**What the task requires**:
Go line by line through the listing below and copy those that hold "clearable".

[[ Records for this task, beginning ]]

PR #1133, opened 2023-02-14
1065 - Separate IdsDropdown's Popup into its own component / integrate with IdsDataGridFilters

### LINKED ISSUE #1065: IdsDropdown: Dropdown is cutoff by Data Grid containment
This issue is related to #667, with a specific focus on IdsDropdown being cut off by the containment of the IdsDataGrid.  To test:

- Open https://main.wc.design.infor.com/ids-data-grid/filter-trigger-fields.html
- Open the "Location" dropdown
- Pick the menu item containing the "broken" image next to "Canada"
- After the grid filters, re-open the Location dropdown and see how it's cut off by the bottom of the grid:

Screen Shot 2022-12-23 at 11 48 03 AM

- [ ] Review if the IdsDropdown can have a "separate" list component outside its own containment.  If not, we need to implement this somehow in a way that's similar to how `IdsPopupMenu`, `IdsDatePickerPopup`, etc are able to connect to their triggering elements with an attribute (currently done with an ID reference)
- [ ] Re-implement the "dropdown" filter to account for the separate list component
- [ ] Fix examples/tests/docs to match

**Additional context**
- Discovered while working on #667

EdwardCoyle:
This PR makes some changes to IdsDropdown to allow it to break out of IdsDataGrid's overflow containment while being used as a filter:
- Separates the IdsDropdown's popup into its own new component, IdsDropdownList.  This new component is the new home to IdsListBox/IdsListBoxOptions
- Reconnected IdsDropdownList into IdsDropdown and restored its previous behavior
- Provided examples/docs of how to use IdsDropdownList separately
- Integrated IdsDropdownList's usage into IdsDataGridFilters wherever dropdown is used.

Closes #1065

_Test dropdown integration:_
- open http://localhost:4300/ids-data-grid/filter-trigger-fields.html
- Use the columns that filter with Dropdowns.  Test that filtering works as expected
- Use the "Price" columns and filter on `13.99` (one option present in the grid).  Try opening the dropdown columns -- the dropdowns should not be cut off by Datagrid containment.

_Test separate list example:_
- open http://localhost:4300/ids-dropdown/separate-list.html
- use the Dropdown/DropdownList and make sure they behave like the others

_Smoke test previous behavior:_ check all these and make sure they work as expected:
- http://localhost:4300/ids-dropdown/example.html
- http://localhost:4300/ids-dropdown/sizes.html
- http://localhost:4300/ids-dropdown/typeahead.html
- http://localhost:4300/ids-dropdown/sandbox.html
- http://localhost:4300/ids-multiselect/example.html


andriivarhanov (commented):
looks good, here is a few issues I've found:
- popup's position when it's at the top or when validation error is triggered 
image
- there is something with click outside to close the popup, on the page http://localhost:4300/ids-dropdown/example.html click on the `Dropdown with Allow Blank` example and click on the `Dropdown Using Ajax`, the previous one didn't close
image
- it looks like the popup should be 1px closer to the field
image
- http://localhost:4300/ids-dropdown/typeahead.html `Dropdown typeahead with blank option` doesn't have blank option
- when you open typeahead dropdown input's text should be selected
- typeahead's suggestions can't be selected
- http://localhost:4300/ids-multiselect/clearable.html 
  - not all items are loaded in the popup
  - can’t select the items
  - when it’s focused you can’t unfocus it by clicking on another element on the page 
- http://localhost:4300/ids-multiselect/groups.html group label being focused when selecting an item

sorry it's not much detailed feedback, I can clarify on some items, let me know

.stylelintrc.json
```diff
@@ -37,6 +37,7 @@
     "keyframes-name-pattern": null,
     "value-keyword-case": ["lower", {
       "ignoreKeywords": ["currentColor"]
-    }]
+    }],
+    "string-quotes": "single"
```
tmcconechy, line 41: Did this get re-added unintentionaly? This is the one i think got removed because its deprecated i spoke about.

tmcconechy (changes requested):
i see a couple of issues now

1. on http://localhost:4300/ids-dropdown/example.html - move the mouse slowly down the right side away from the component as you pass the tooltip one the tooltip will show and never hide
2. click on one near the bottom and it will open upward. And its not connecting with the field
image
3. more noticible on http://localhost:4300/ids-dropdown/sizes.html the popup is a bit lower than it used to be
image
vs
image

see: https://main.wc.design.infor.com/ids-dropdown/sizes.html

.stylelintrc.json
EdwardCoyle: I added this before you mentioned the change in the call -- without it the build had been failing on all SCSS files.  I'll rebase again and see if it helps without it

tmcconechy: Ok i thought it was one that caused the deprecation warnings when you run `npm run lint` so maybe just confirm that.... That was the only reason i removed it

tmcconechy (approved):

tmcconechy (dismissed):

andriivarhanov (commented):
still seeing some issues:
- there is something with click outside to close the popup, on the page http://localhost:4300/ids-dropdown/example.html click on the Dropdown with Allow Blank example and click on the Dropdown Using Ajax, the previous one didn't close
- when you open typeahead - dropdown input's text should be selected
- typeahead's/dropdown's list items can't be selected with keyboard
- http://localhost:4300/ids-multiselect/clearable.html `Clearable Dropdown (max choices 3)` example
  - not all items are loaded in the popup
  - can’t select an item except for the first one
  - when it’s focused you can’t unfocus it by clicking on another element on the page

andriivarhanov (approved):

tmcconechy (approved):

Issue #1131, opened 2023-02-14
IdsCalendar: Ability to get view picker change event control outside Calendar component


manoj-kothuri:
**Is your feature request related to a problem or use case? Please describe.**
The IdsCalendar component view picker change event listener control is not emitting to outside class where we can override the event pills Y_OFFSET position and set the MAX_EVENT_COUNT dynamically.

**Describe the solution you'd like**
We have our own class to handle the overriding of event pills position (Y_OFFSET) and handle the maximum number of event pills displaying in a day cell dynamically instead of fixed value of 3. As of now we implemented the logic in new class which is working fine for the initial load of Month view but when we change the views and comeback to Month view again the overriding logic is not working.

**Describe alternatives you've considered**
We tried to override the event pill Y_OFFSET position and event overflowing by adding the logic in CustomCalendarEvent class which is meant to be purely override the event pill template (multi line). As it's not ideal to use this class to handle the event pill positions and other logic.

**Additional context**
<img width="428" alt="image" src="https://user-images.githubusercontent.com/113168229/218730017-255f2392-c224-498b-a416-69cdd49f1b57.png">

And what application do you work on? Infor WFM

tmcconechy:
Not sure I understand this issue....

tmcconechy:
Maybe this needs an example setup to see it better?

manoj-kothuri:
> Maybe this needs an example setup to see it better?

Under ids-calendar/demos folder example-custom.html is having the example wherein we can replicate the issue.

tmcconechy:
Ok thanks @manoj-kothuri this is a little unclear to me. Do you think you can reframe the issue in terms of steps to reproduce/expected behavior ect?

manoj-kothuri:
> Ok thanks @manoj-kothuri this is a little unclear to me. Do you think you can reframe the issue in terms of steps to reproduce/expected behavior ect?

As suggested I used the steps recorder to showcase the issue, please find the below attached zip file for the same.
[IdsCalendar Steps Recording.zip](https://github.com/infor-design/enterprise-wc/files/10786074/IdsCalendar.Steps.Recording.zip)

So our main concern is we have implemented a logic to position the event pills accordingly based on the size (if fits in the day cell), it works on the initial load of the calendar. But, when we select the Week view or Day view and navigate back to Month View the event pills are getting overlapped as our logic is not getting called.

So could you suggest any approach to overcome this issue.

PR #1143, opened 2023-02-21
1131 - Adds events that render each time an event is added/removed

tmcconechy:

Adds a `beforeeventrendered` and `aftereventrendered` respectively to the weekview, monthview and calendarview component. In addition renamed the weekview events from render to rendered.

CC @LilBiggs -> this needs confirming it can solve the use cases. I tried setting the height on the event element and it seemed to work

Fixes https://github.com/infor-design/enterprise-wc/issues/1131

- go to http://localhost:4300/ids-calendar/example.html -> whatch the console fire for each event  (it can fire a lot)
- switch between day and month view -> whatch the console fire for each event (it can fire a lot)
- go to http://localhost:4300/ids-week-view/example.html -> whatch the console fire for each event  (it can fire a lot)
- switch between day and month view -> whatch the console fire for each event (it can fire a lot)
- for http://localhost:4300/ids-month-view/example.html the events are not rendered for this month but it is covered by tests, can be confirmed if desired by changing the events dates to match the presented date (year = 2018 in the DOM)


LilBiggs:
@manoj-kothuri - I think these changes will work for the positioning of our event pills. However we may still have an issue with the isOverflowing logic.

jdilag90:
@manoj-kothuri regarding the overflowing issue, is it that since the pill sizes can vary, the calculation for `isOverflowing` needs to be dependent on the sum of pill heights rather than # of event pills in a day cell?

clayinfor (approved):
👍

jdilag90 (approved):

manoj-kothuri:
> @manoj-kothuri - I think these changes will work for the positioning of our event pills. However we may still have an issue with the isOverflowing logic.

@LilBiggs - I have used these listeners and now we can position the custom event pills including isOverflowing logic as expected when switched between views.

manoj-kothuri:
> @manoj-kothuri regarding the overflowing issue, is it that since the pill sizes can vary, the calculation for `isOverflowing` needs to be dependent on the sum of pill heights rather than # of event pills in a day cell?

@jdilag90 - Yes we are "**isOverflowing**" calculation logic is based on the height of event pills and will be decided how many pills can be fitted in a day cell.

[[ Records for this task, end ]]

**Finished exercise**:
- http://localhost:4300/ids-multiselect/clearable.html 
- http://localhost:4300/ids-multiselect/clearable.html `Clearable Dropdown (max choices 3)` example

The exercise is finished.